═══ DATA ═══
PR #180, opened 2016-07-04
add GoogleMaps3 API key

### LINKED ISSUE #179: Add support for Google Maps key
Google Maps now requires a key for new sites created after 2016-06-22 as reported [here](https://www.mediawiki.org/wiki/Topic:T71rtmkqrkuz4ig8).

Quote: 
```
As of 22 June 2016, Google Maps require a key for new sites, i.e. sites first using Google Maps after that date. See https://developers.google.com/maps/pricing-and-plans/standard-plan-2016-update 

Are there any plans to update the Maps extension? 

In the meantime, you can get an API key for free from https://console.developers.google.com/flows/enableapi?apiid=maps_backend,geocoding_backend,directions_backend,distance_matrix_backend,elevation_backend&keyType=CLIENT_SIDE&reusekey=true 

You can then edit the file "\extensions\Maps\includes\services\GoogleMaps3\Maps_GoogleMaps3.php". In the function "getApiScript", change the line: 

"return Html::linkedScript( '//maps.googleapis.com/maps/api/js?' . wfArrayToCgi( $urlArgs ) );"

to: 

"return Html::linkedScript( '//maps.googleapis.com/maps/api/js?key={YOURKEY}&v=3.24?' . wfArrayToCgi( $urlArgs ) );", replacing {YOURKEY} with the API key that was generated for you at the Google site.

By the way, Jeroen, thank you for all your good work.

Henrik (www.irhb.org)
```

PeterTheOne:
fixes #179

Haven't tested this yet.

### DIFF
--- a/includes/geocoders/Maps_GoogleGeocoder.php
═══
_TASK DIRECTIONS_
Your answer must be a copy of every line in the data above that holds the string "includes".

_TASK OUTPUT_
You can then edit the file "\extensions\Maps\includes\services\GoogleMaps3\Maps_GoogleMaps3.php". In the function "getApiScript", change the line: 
--- a/includes/geocoders/Maps_GoogleGeocoder.php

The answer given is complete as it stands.